- **Instructions to follow**:
Using the data below, copy every line that contains the word "which".

----------------------------------------

PR #4140, opened 2026-03-26
SNOW-3283826: retry upon cte error for snowpark connect mode

sfc-gh-aling:

   

   Fixes SNOW-3283826

## Description

When CTE optimization rewrites a query, the resulting SQL may occasionally fail at execution time with a `ProgrammingError` even though the equivalent unoptimized SQL would succeed. This change adds a transparent retry mechanism that catches these failures and re-executes with unoptimized SQL, preventing user-visible errors.

### How it works

When a `ProgrammingError` occurs during execution in `ServerConnection.get_result_set`:

1. **Guard checks** — Retry only triggers when all conditions are met: the query is synchronous (`block=True`), Snowpark Connect compatible mode is enabled, CTE optimization is enabled, and the failed query actually contains CTE syntax (starts with `WITH `).

2. **Retry with unoptimized SQL** — Calls `SnowflakePlan.get_execution_queries_without_cte()`, which recompiles the plan via `PlanCompiler.compile(skip_cte_optimization=True)` without mutating any session state. The unoptimized queries are then executed. If the retry also fails, the original error is re-raised.

3. **Auto-disable** — When the threshold is positive (`context._cte_error_threshold`, default 3), each successful retry increments a per-session counter (`session._cte_error_count`). Once the counter reaches the threshold, CTE optimization is automatically disabled for the remainder of the session with a warning log. Setting the threshold to 0 disables auto-disable entirely and skips counter increments.

4. **Telemetry** — Every successful retry sends a `cte_execution_retry` telemetry event containing the plan UUID, error message, `api_calls` chain, and both the failed CTE query ID and the successful retry query ID (real Snowflake sfqids, not raw SQL). When auto-disable triggers, a separate `cte_optimization_auto_disabled` event is sent.

### Files changed

| File | Change |
|------|--------|
| `server_connection.py` | Core retry logic in `get_result_set`, extracted `_execute_queries` helper |
| `snowflake_plan.py` | Added `get_execution_queries_without_cte()` |
| `plan_compiler.py` | Added `skip_cte_optimization` parameter to `compile()` |
| `context.py` | Added `_cte_error_threshold` module-level variable |
| `session.py` | Added `_cte_error_count` instance attribute |
| `telemetry.py` | Added `send_cte_execution_retry_telemetry` and `send_cte_optimization_auto_disabled_telemetry` |
| `telemetry_constants.py` | Added `CTE_QUERY_ID`, `RETRY_QUERY_ID`, `CTE_ERROR_COUNT` |
| `tests/integ/test_cte.py` | 10 integration tests covering retry success/failure, guard conditions, auto-disable, telemetry data, and threshold=0 |

### Test plan

- [x] `test_cte_retry_succeeds_increments_counter` — counter goes 0→1 on successful retry
- [x] `test_cte_retry_fails_reraises_original_error` — both CTE and unoptimized fail, counter stays 0
- [x] `test_cte_retry_no_retry_when_cte_disabled` — error propagates when CTE optimization is off
- [x] `test_cte_retry_no_retry_when_not_compatible_mode` — error propagates when compat mode is False
- [x] `test_cte_retry_no_retry_on_async_queries` — `block=False` skips retry
- [x] `test_cte_retry_auto_disable_at_threshold` — counter hits 3, CTE auto-disabled, telemetry sent
- [x] `test_cte_retry_counter_below_threshold_does_not_disable` — counter=1, CTE stays enabled
- [x] `test_cte_retry_telemetry_contains_reproduction_data` — real sfqids for both failed and retry queries, api_calls, plan_uuid, error_message
- [x] `test_cte_retry_threshold_zero_disables_auto_disable` — threshold=0 means no counter increment, no auto-disable
- [x] `test_cte_retry_no_retry_when_query_has_no_cte_prefix` — non-CTE query error propagates directly

### DIFF
--- a/CHANGELOG.md
+++ b/CHANGELOG.md
@@ -18,6 +18,7 @@
 #### Bug Fixes
 
 - Fixed a bug where `Session.create_dataframe` raised `TypeError` when a `StringType` column was given a non-string Python value (e.g. `int`, `float`, `bool`, `Decimal`) for a small local relation (below the array bind threshold); `VALUES` SQL generation now coerces these types to string literals, consistent with the large-data bind-parameter path.
+- Fixed a bug where `DataFrame.approxQuantile` did not accept a `Column` for the `col` parameter.
 
 ### Snowpark Local Testing Updates
 
--- a/src/snowflake/snowpark/dataframe_stat_functions.py
+++ b/src/snowflake/snowpark/dataframe_stat_functions.py
@@ -23,7 +23,7 @@ from snowflake.snowpark._internal.telemetry import (
     adjust_api_subcalls,
 )
 from snowflake.snowpark._internal.type_utils import ColumnOrName, LiteralType
-from snowflake.snowpark._internal.utils import publicapi, warning
+from snowflake.snowpark._internal.utils import column_to_bool, publicapi, warning
 from snowflake.snowpark.functions import (
     _to_col_if_str,
     approx_percentile_accumulate,
@@ -91,7 +91,7 @@ class DataFrameStatFunctions:
              approximate percentile values if ``col`` is a list of column names.
         """
 
-        if not percentile or not col:
+        if not percentile or not column_to_bool(col):
             return []
 
         kwargs = {}
--- a/tests/integ/scala/test_dataframe_suite.py
+++ b/tests/integ/scala/test_dataframe_suite.py
@@ -608,36 +608,47 @@ def test_df_stat_cov(session):
     "config.getoption('local_testing_mode', default=False)",
     reason="FEAT: function approx_percentile_accumulate not supported",
 )
-def test_df_stat_approx_quantile(session):
-    assert TestData.approx_numbers(session).stat.approx_quantile("a", [0.5]) == [4.5]
+@pytest.mark.parametrize("use_col_object", [False, True], ids=["str", "Column"])
+def test_df_stat_approx_quantile(session, use_col_object):
+    def _col(name):
+        return col(name) if use_col_object else name
+
+    assert TestData.approx_numbers(session).stat.approx_quantile(_col("a"), [0.5]) == [
+        4.5
+    ]
     assert TestData.approx_numbers(session).stat.approx_quantile(
-        "a", [0.5], statement_params={"SF_PARTNER": "FAKE_PARTNER"}
+        _col("a"), [0.5], statement_params={"SF_PARTNER": "FAKE_PARTNER"}
     ) == [4.5]
 
     assert TestData.approx_numbers(session).stat.approx_quantile(
-        "a", [0, 0.1, 0.4, 0.6, 1]
+        _col("a"), [0, 0.1, 0.4, 0.6, 1]
     ) in (
         [-0.5, 0.5, 3.5, 5.5, 9.5],  # old behavior of Snowflake
         [0.0, 0.9, 3.6, 5.3999999999999995, 9.0],
     )  # new behavior of Snowflake
 
     with pytest.raises(SnowparkSQLException) as exec_info:
-        TestData.approx_numbers(session).stat.approx_quantile("a", [-1])
+        TestData.approx_numbers(session).stat.approx_quantile(_col("a"), [-1])
     assert "Invalid value [-1.0] for function 'APPROX_PERCENTILE_ESTIMATE'" in str(
         exec_info.value
     )
 
     with pytest.raises(SnowparkSQLException) as exec_info:
-        TestData.string1(session).stat.approx_quantile("a", [0.5])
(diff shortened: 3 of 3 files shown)


src/snowflake/snowpark/_internal/server_connection.py
```diff
@@ -696,12 +697,134 @@ def get_result_set(
...
+
+            logger.debug(
+                "CTE-optimized query failed with ProgrammingError: %s. "
+                "Retrying without CTE optimization.",
+                cte_error,
+            )
+
+            # Re-running _execute_queries is safe: setup queries preceding the
+            # main query are Snowpark-generated temp object DDL (e.g., CREATE
+            # TEMP FILE FORMAT IF NOT EXISTS) that are idempotent. CTE rewriting
```
sfc-gh-joshi: Are the post-action queries of the CTE-optimized attempt run on error? Also, is state like temporary identifier suffixes regenerated on the retry attempt?

src/snowflake/snowpark/_internal/server_connection.py
```diff
@@ -696,12 +697,134 @@ def get_result_set(
...
+                    error_message=str(cte_error),
+                    api_calls=plan.api_calls,
+                    cte_query_id=cte_query_id,
+                    retry_query_id=retry_query_id,
+                )
+
+                if context._cte_error_threshold > 0:
+                    with session._lock:
+                        session._cte_error_count += 1
+                        current_count = session._cte_error_count
```
sfc-gh-joshi: Can we make this lock more fine-grained to avoid potential contention with other code acquiring this lock to access other variables?

src/snowflake/snowpark/_internal/server_connection.py
```diff
@@ -696,12 +697,134 @@ def get_result_set(
...
+                        logger.warning(
+                            "CTE optimization has caused %d execution failures "
+                            "(threshold=%d). Auto-disabling CTE optimization for "
+                            "the remainder of this session to avoid further "
+                            "performance impact.",
+                            current_count,
+                            context._cte_error_threshold,
+                        )
+                        with session._lock:
+                            session._cte_optimization_enabled = False
```
sfc-gh-joshi: There's a minor TOCTOU race condition with the code as-written. If another thread issues a CTE query that errors out between the two lock acquisitions in this function, it could issue an additional query with CTE enabled even though the threshold was already exceeded.

Checking `current_count` and setting `_cte_optimization_enabled = False` should occur in the previous lock acquisition block. The warning log can still be safely kept outside it.

src/snowflake/snowpark/_internal/server_connection.py
sfc-gh-aling: 1) yes, they are run in the final block, and I added tests to confirm the behavior
2) yes, it's regenerated with fresh id

src/snowflake/snowpark/_internal/server_connection.py
sfc-gh-aling: lock operation consolidated

src/snowflake/snowpark/_internal/server_connection.py
sfc-gh-aling: lock operation consolidated

src/snowflake/snowpark/_internal/server_connection.py
```diff
@@ -696,12 +697,140 @@ def get_result_set(
...
+                    retry_query_id=retry_query_id,
+                )
+
+                if context._cte_error_threshold > 0:
+                    cte_disabled = False
+                    with session._lock:
+                        session._cte_error_count += 1
+                        if session._cte_error_count >= context._cte_error_threshold:
+                            session._cte_optimization_enabled = False
+                            cte_disabled = True
```
sfc-gh-joshi: This code should be race-free now, but my previous comment about making the lock more ["fine-grained" ](https://en.wikipedia.org/wiki/Lock_(computer_science)#Granularity)was about whether we could use a separate lock object to guard the CTE error variables instead of the global session lock. I'm not entirely certain where else this lock is used, but keeping locks specific to a single purpose helps reduce the possibility of contention, or in the worst case, deadlock.

What I have in mind is something like this:
```python
if context._cte_error_threshold > 0:
    with session._cte_error_lock:  # initialize this in session.py
        session._cte_error_count += 1
        if session._cte_error_count >= context._cte_error_threshold:
            session._cte_optimization_enabled = False
        cte_disabled = not session._cte_optimization_enabled
```
which can optionally be split into finer read/write operations if you think we need to be even more fine-grained.

sfc-gh-aling: this is a good idea, I have introduced the new lock to guard the _cte_error_count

----------------------------------------

- **Your response**:
2. **Retry with unoptimized SQL** — Calls `SnowflakePlan.get_execution_queries_without_cte()`, which recompiles the plan via `PlanCompiler.compile(skip_cte_optimization=True)` without mutating any session state. The unoptimized queries are then executed. If the retry also fails, the original error is re-raised.
which can optionally be split into finer read/write operations if you think we need to be even more fine-grained.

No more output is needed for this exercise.